Millions of adults in the United States (US) are affected by cardiovascular events each year, reducing their quality of life and increasing their risk for death.
Lipid-lowering therapy is a cornerstone of secondary ASCVD prevention, but many patients remain untreated. The near-term consequences of medication underutilization after an acute event are not well understood. Although there is a panoply of lipid-lowering therapies, we chose to limit this analysis to the American Heart Association guideline-recommended first-line medication of statins.
Hence, the purpose of this report is to study the association between statin use/nonuse and recurrent major adverse cardiovascular events (MACE) in a cohort of patients across the US who had a recent acute ASCVD event.
This study is a collaboration between 4 US health care systems (Baylor Scott & White [BSW], Texas; Henry Ford, Michigan; Geisinger, Pennsylvania; and Marshfield Clinic, Wisconsin) participating in the Health Care Systems Research Network (HCSRN). The HCSRN maintains data standards between health care organizations to create a common data model to assemble pooled data sets to answer multicenter research questions.

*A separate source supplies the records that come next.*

PR #1399, opened 2021-06-01
State push creates a project without state init

MDrakos:
https://www.pivotaltracker.com/story/show/178251774

### DIFF
--- a/internal/runners/push/push.go
+++ b/internal/runners/push/push.go
@@ -194,7 +194,7 @@ func (r *Push) getValidNamespace() (*project.Namespaced, error) {
 		}
 
 		name := lang.String()
-		name, err = r.prompt.Input("", locale.Tl("push_prompt_name", "Project name?"), &name)
+		name, err = r.prompt.Input("", locale.Tl("push_prompt_name", "What would you like the name of this project to be?"), &name)
 		if err != nil {
 			return nil, locale.WrapError(err, "err_push_get_name", "Could not determine project name")
 		}
--- a/internal/runners/push/push.go
+++ b/internal/runners/push/push.go
@@ -203,7 +203,7 @@ func (r *Push) getValidNamespace() (*project.Namespaced, error) {
 
 	namespace, err := project.ParseNamespace(names)
 	if err != nil {
-		return nil, errs.Wrap(err, "Could not parse namespace %s to push headless commit to", names)
+		return nil, locale.WrapError(err, locale.Tl("err_push_parse_namespace", "Could not parse namespace"))
 	}
 
 	return namespace, nil
--- a/internal/runners/push/push.go
+++ b/internal/runners/push/push.go
@@ -1,7 +1,7 @@
 package push
 
 import (
-	"path/filepath"
+	"fmt"
 
 	"github.com/ActiveState/cli/internal/errs"
 	"github.com/ActiveState/cli/internal/output"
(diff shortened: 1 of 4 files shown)


internal/runners/push/push.go
```diff
@@ -187,23 +179,41 @@ func (r *Push) Run(params PushParams) error {
...
 }
 
-func (r *Push) languageForProject(pj *project.Project) (*language.Supported, string, error) {
-	if pj.CommitID() != "" {
-		lang, err := model.FetchLanguageForCommit(pj.CommitUUID())
+func (r *Push) getNamespace() (*project.Namespaced, error) {
+	namespace := projectfile.GetProjectNameForPath(r.config, r.project.Source().Path())
+	if namespace == "" {
+		owner := authentication.Get().WhoAmI()
+		owner, err := r.prompt.Input("", locale.Tl("push_prompt_owner", "Who will be the owner of this project?"), &owner)
```
Naatan, line 186: Should give some context, eg.

```
Since this is your first time pushing we'll need to set up a project.
```

internal/runners/push/push.go
```diff
@@ -187,23 +179,41 @@ func (r *Push) Run(params PushParams) error {
...
-			return nil, "", errs.Wrap(err, "Failed to retrieve language information for headless commit.")
+			return nil, locale.WrapError(err, "err_push_get_owner", "Could not deterimine project owner")
 		}
 
-		l, err := language.MakeByNameAndVersion(lang.Name, lang.Version)
+		lang, _, err := fetchLanguage(r.project.CommitUUID())
 		if err != nil {
-			return nil, "", errs.Wrap(err, "Failed to convert commit language to supported language.")
+			return nil, locale.WrapError(err, "err_push_fetch_language", "Could not fetch project language")
 		}
```
Naatan, line 194: This shouldn't actually cause a failure if it fails, we should just fall back on an empty name.

Naatan (changes requested):

internal/runners/push/push.go
```diff
@@ -187,23 +180,43 @@ func (r *Push) Run(params PushParams) error {
...
-		ls := language.Supported{Language: l}
-		if !ls.Recognized() {
-			return nil, "", locale.NewError("err_push_invalid_language", lang.Name)
+
+		name, err = r.prompt.Input("", locale.Tl("push_prompt_name", "What would you like the name of this project to be?"), &name)
+		if err != nil {
+			return nil, locale.WrapError(err, "err_push_get_name", "Could not determine project name")
 		}
-		return &ls, lang.Version, nil
+		namespace = fmt.Sprintf("%s/%s", owner, name)
```
Naatan, line 204: use `project.NewNamespace().String()`

Naatan (changes requested):

internal/runners/push/push.go
```diff
@@ -91,7 +86,7 @@ func (r *Push) Run(params PushParams) error {
 	// Get the project remotely if it already exists
```
Naatan, line 86: As discussed on Slack I think we can just drop this altogether now.

Naatan (changes requested):

internal/runners/push/push.go
MDrakos: Looking at this more closely we need to keep the fetching of the remote project as we use that to determine if we're pushing to an existing project or creating a new project with `state init`. However, there is an error case that is no longer relevant and has been removed.

Naatan (approved):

For this project, BSW developed and distributed code to collaborators to extract the minimum necessary care, administrative, and claims data to yield a deidentified dataset. This study received approval from the Baylor Scott & White Research Institute's institutional review board through expedited review and a waiver of informed consent. Henry Ford and Marshfield ceded to the Baylor Scott & White Research Institute's institutional review board with a reliance agreement, and Geisinger's institutional review board determined that the study did not involve human subjects and was not subject to their oversight.
We used a retrospective cohort design to answer our research question. Eligible adults survived an index ASCVD hospitalization from September 30, 2013 to September 30, 2014 and were followed up to 1 year. We extracted demographics (gender, age, race, Hispanic ethnicity, and insurance type), and used International Classification of Diseases, Ninth Revision, Clinical Modification (ICD-9-CM) codes and prescription fills during the year prior to the index to identify co-morbidities (type II diabetes mellitus, chronic kidney disease, hyperlipidemia, and hypertension). We recorded statin use 90 days before and after the index. The primary outcome was MACE (acute myocardial infarction, ischemic stroke, revascularization, unstable angina, acute presentation of chronic ASCVD, all-cause death) within 1 year of index.
We created a multivariable extended Cox model with robust sandwich estimates to investigate the association between post-index statin use (assessed through prescription fill) and time-to-first recurrent MACE while accounting for clustering (by healthcare system), demographics (gender, age, race), and co-morbidities (type II diabetes mellitus, chronic kidney disease, hyperlipidemia, hypertension, ASCVD history). After analyzing the time-to-first MACE, we considered an alternate analytic framework using the marginal joint model of Huang and Wang
This model implies that the subject-specific event rate is positively correlated with the risk of terminal event (i.e., subjects who survive longer tend to have lower event rates); although, this model has also been shown to yield unbiased estimates for independent processes.
Herein, we distinguished MACE as being nonfatal (recurrent) or fatal (terminal). Because the model could not provide stable estimates for the third or fourth events owing to the small event counts, we included information only through the second MACE. We used the same covariates as the first model but dichotomized age and race to improve computational efficiency. We used a nonparametric bootstrap method for clustered data by repeatedly sampling the subjects with replacement to estimate standard errors and obtain 95% confidence intervals (CIs) and p-values. Analyses were performed in SAS version 9.4 (Cary, North Carolina) and the ‘reReg’ R package.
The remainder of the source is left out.